[Data for this task]

PR #161, opened 2026-08-21
Add progressive JPEG encoding

### LINKED ISSUE #124: progressive coding
jpegrescan can sometimes shrink the size further. There should be an option to have progressive-coded output.

Starting a branch 'prog' for that.

skal65535:
Adds progressive JPEG encoding

the code can be disabled by defining SJPEG_NO_PROGRESSIVE

---

- 1 interleaved DC scan, followed by 1 or 2 non-interleaved AC scans/component,
- luma/chroma scans are split at a configurable spectral position (`Ss`/`Se`),
- use EOBn run-length coding across empty blocks (<- that's the real win!)

- No successive approximation (`Ah`/`Al` are always 0). Not worth the code complexity.

- Off by default (default sequential coding is bit-exact and unchanged in speed)
- Can also be stripped from the build entirely with `-DSJPEG_HAVE_PROGRESSIVE=0`
  (CMake option or Makefile/Android.mk variable) -- `src/prog.cc` is excluded
  from the build outright in that case, not just its symbols.

- `-prog x[,y]` sets the luma/chroma split points directly
- `-progressive` is a shortcut for `-prog 2,8`
- this default split values were jpegtran-cross-validated with a corpus sweep
- `-progressive`: -2.5% mean / -3.4% total-corpus size, winning on 95% of cases

---

- `src/prog.cc`: plane allocation and the DC/AC scan drivers
  (`EncodeProgressive`, `EncodeProgAC`).
- `src/entropy.cc`: windowed AC coefficient coding and EOBn run-length
  coding for the progressive scans.
- `src/headers.cc`: `WriteOneDHT`/`WriteProgSOS` for per-scan tables and
  explicit-component SOS markers.
- `examples/sjpeg.cc`: `-prog`/`-progressive` CLI options.
-  fixed and updated `man/sjpeg.1`, `man/vjpeg.1` (was gone stale)

Two real bugs found by fuzzing CLI option combinations against exotic inputs
under ASan/UBSan, both fixed: progressive + `-trellis` crashed (a missing
`InitCodes(true)` call left `ac_codes_[]` uninitialized), and a malformed PPM
header could overflow the size computation in `examples/utils.cc`'s reader.

Bumped version to 0.1.2

Fixes #124


hasinoff:
Didn't look at the code in detail, but I can report it's passing Google's global presubmits and is performance neutral with default settings (as expected).

src/sjpeg.h
hasinoff: Consider bumping version, given new API's

skal65535: done (->0.1.2)

examples/sjpeg.cc
```diff
@@ -160,15 +171,15 @@ int main(int argc, char * argv[]) {
     } else if (!strcmp(argv[c], "-q") && c + 1 < argc) {
       quality = atof(argv[++c]);
       use_reduction = false;
-      if (quality < 0 || quality > 100) {
+      if (!(quality >= 0 && quality <= 100)) {  // catches NaN too
```
jzern, line 174: subtle

examples/utils.cc
```diff
@@ -893,7 +893,9 @@ vector<uint8_t> ReadPPM(const std::string& input,
       max_value > 255) {
     return rgb;
   }
-  const size_t rgb_size = W * H * 3;
+  if (W <= 0 || H <= 0) return rgb;
+  // avoid int overflow
+  const size_t rgb_size = (size_t)W * H * 3;
```
jzern: What about a 32-bit build?

man/sjpeg.1
```diff
@@ -31,22 +31,104 @@ is 75.
...
 option.
 .TP
+.B \-estimate
+If the source is a JPEG file, print the estimated quality and exit.
+.TP
+.B \-i, \-info
+Print some information about the input file and exit.
+.TP
+.B \-quiet
+Disable information message (error messages are still printed).
```
jzern: Maybe 'informational messages'? To match the 'error messages' part.

man/sjpeg.1
```diff
@@ -31,22 +31,104 @@ is 75.
 A small factor produces a smaller file
 with lower quality. Best quality is achieved by using a value of 100.
 If the input source is a JPEG file, the compression factor will be limited
-to never exceed the source's quality unless the -no_limit option is used.
+to never exceed the source's quality unless the \-no_limit option is used.
```
jzern: Could be `\fB\-no_limit\fP`

man/sjpeg.1
```diff
@@ -31,22 +31,104 @@ is 75.
...
+.TP
+.B \-progressive
+Use progressive encoding, with the recommended spectral split points.
+Shortcut for \fB\-prog 2,8\fP.
+.TP
+.BI \-prog " int[,int]
+Enable progressive encoding, and set the low/high frequency split point
+for luma to the first value (1..63), and optionally for chroma to the
+second value (defaults to 8 if omitted). Disabled unless this option is
+used; \fB2,8\fP is a well-tested starting point, see \-progressive above.
```
jzern: Could be `\fB-progressive\fP`

src/enc.cc
```diff
@@ -128,6 +134,23 @@ void Encoder::SetCompressionMethod(int method) {
...
+void Encoder::SetProgressive(int luma_split, int chroma_split) {
+#if !defined(SJPEG_NO_PROGRESSIVE)
+  luma_split = (luma_split < 1) ? 1 : (luma_split > 64) ? 64 : luma_split;
+  chroma_split = (chroma_split < 1) ? 1 : (chroma_split > 64) ? 64
+                                                              : chroma_split;
+  progressive_ = (luma_split < 64);
+  prog_luma_split_ = luma_split;
+  prog_chroma_split_ = chroma_split;
+  // use_extra_memory_/reuse_run_levels_ are baseline-only; EncodeProgressive()
+  // has its own storage and needs neither.
```
jzern: neither? Did you mean to say 'EncodeProgressive() has its own storage and needs.'? or it doesn't?

tests/unit_test.cc
```diff
@@ -645,6 +686,135 @@ TEST(QuantMatrix) {
...
+  {
+    sjpeg::EncoderParam param(75.f);
+    param.progressive_luma_split = 2;
+    std::string out;
+    CHECK(EncodeRGB(rgb, kWidth, kHeight, param, &out));
+
+    sjpeg::EncoderParam param2(75.f);
+    param2.progressive_luma_split = 2;
+    param2.target_mode = sjpeg::EncoderParam::TARGET_SIZE;
+    param2.target_value = static_cast<float>(out.size());
```
jzern: Did you want a C-style cast here for consistency elsewhere?

CMakeLists.txt
```diff
@@ -26,6 +26,7 @@ set(CMAKE_CXX_STANDARD 11)
 option(SJPEG_ENABLE_SIMD "Enable any SIMD optimization." ON)
 option(SJPEG_BUILD_EXAMPLES "Build the sjpeg / vjpeg command line tools." ON)
 option(SJPEG_BUILD_TESTS "Build the unit tests." ON)
+option(SJPEG_HAVE_PROGRESSIVE "Build with progressive JPEG encoding support." ON)
```
jzern: `ENABLE` to match `SJPEG_ENABLE_SIMD`?

jzern (approved):

man/sjpeg.1
skal65535: done

man/sjpeg.1
skal65535: done

tests/unit_test.cc
skal65535: indeed

CMakeLists.txt
skal65535: good call, done

src/enc.cc
skal65535: 'neither of them'

man/sjpeg.1
skal65535: done

examples/utils.cc
skal65535: good catch! Used uint64_t and then size_t

jzern (approved):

[/Data for this task]

### What is required
Every record must be set down again exactly.

### Result of this task
PR #161, opened 2026-08-21
Add progressive JPEG encoding

### LINKED ISSUE #124: progressive coding
jpegrescan can sometimes shrink the size further. There should be an option to have progressive-coded output.

Starting a branch 'prog' for that.

skal65535:
Adds progressive JPEG encoding

the code can be disabled by defining SJPEG_NO_PROGRESSIVE

---

- 1 interleaved DC scan, followed by 1 or 2 non-interleaved AC scans/component,
- luma/chroma scans are split at a configurable spectral position (`Ss`/`Se`),
- use EOBn run-length coding across empty blocks (<- that's the real win!)

- No successive approximation (`Ah`/`Al` are always 0). Not worth the code complexity.

- Off by default (default sequential coding is bit-exact and unchanged in speed)
- Can also be stripped from the build entirely with `-DSJPEG_HAVE_PROGRESSIVE=0`
  (CMake option or Makefile/Android.mk variable) -- `src/prog.cc` is excluded
  from the build outright in that case, not just its symbols.

- `-prog x[,y]` sets the luma/chroma split points directly
- `-progressive` is a shortcut for `-prog 2,8`
- this default split values were jpegtran-cross-validated with a corpus sweep
- `-progressive`: -2.5% mean / -3.4% total-corpus size, winning on 95% of cases

---

- `src/prog.cc`: plane allocation and the DC/AC scan drivers
  (`EncodeProgressive`, `EncodeProgAC`).
- `src/entropy.cc`: windowed AC coefficient coding and EOBn run-length
  coding for the progressive scans.
- `src/headers.cc`: `WriteOneDHT`/`WriteProgSOS` for per-scan tables and
  explicit-component SOS markers.
- `examples/sjpeg.cc`: `-prog`/`-progressive` CLI options.
-  fixed and updated `man/sjpeg.1`, `man/vjpeg.1` (was gone stale)

Two real bugs found by fuzzing CLI option combinations against exotic inputs
under ASan/UBSan, both fixed: progressive + `-trellis` crashed (a missing
`InitCodes(true)` call left `ac_codes_[]` uninitialized), and a malformed PPM
header could overflow the size computation in `examples/utils.cc`'s reader.

Bumped version to 0.1.2

Fixes #124


hasinoff:
Didn't look at the code in detail, but I can report it's passing Google's global presubmits and is performance neutral with default settings (as expected).

src/sjpeg.h
hasinoff: Consider bumping version, given new API's

skal65535: done (->0.1.2)

examples/sjpeg.cc
```diff
@@ -160,15 +171,15 @@ int main(int argc, char * argv[]) {
     } else if (!strcmp(argv[c], "-q") && c + 1 < argc) {
       quality = atof(argv[++c]);
       use_reduction = false;
-      if (quality < 0 || quality > 100) {
+      if (!(quality >= 0 && quality <= 100)) {  // catches NaN too
```
jzern, line 174: subtle

examples/utils.cc
```diff
@@ -893,7 +893,9 @@ vector<uint8_t> ReadPPM(const std::string& input,
       max_value > 255) {
     return rgb;
   }
-  const size_t rgb_size = W * H * 3;
+  if (W <= 0 || H <= 0) return rgb;
+  // avoid int overflow
+  const size_t rgb_size = (size_t)W * H * 3;
```
jzern: What about a 32-bit build?

man/sjpeg.1
```diff
@@ -31,22 +31,104 @@ is 75.
...
 option.
 .TP
+.B \-estimate
+If the source is a JPEG file, print the estimated quality and exit.
+.TP
+.B \-i, \-info
+Print some information about the input file and exit.
+.TP
+.B \-quiet
+Disable information message (error messages are still printed).
```
jzern: Maybe 'informational messages'? To match the 'error messages' part.

man/sjpeg.1
```diff
@@ -31,22 +31,104 @@ is 75.
 A small factor produces a smaller file
 with lower quality. Best quality is achieved by using a value of 100.
 If the input source is a JPEG file, the compression factor will be limited
-to never exceed the source's quality unless the -no_limit option is used.
+to never exceed the source's quality unless the \-no_limit option is used.
```
jzern: Could be `\fB\-no_limit\fP`

man/sjpeg.1
```diff
@@ -31,22 +31,104 @@ is 75.
...
+.TP
+.B \-progressive
+Use progressive encoding, with the recommended spectral split points.
+Shortcut for \fB\-prog 2,8\fP.
+.TP
+.BI \-prog " int[,int]
+Enable progressive encoding, and set the low/high frequency split point
+for luma to the first value (1..63), and optionally for chroma to the
+second value (defaults to 8 if omitted). Disabled unless this option is
+used; \fB2,8\fP is a well-tested starting point, see \-progressive above.
```
jzern: Could be `\fB-progressive\fP`

src/enc.cc
```diff
@@ -128,6 +134,23 @@ void Encoder::SetCompressionMethod(int method) {
...
+void Encoder::SetProgressive(int luma_split, int chroma_split) {
+#if !defined(SJPEG_NO_PROGRESSIVE)
+  luma_split = (luma_split < 1) ? 1 : (luma_split > 64) ? 64 : luma_split;
+  chroma_split = (chroma_split < 1) ? 1 : (chroma_split > 64) ? 64
+                                                              : chroma_split;
+  progressive_ = (luma_split < 64);
+  prog_luma_split_ = luma_split;
+  prog_chroma_split_ = chroma_split;
+  // use_extra_memory_/reuse_run_levels_ are baseline-only; EncodeProgressive()
+  // has its own storage and needs neither.
```
jzern: neither? Did you mean to say 'EncodeProgressive() has its own storage and needs.'? or it doesn't?

tests/unit_test.cc
```diff
@@ -645,6 +686,135 @@ TEST(QuantMatrix) {
...
+  {
+    sjpeg::EncoderParam param(75.f);
+    param.progressive_luma_split = 2;
+    std::string out;
+    CHECK(EncodeRGB(rgb, kWidth, kHeight, param, &out));
+
+    sjpeg::EncoderParam param2(75.f);
+    param2.progressive_luma_split = 2;
+    param2.target_mode = sjpeg::EncoderParam::TARGET_SIZE;
+    param2.target_value = static_cast<float>(out.size());
```
jzern: Did you want a C-style cast here for consistency elsewhere?

CMakeLists.txt
```diff
@@ -26,6 +26,7 @@ set(CMAKE_CXX_STANDARD 11)
 option(SJPEG_ENABLE_SIMD "Enable any SIMD optimization." ON)
 option(SJPEG_BUILD_EXAMPLES "Build the sjpeg / vjpeg command line tools." ON)
 option(SJPEG_BUILD_TESTS "Build the unit tests." ON)
+option(SJPEG_HAVE_PROGRESSIVE "Build with progressive JPEG encoding support." ON)
```
jzern: `ENABLE` to match `SJPEG_ENABLE_SIMD`?

jzern (approved):

man/sjpeg.1
skal65535: done

man/sjpeg.1
skal65535: done

tests/unit_test.cc
skal65535: indeed

CMakeLists.txt
skal65535: good call, done

src/enc.cc
skal65535: 'neither of them'

man/sjpeg.1
skal65535: done

examples/utils.cc
skal65535: good catch! Used uint64_t and then size_t

jzern (approved):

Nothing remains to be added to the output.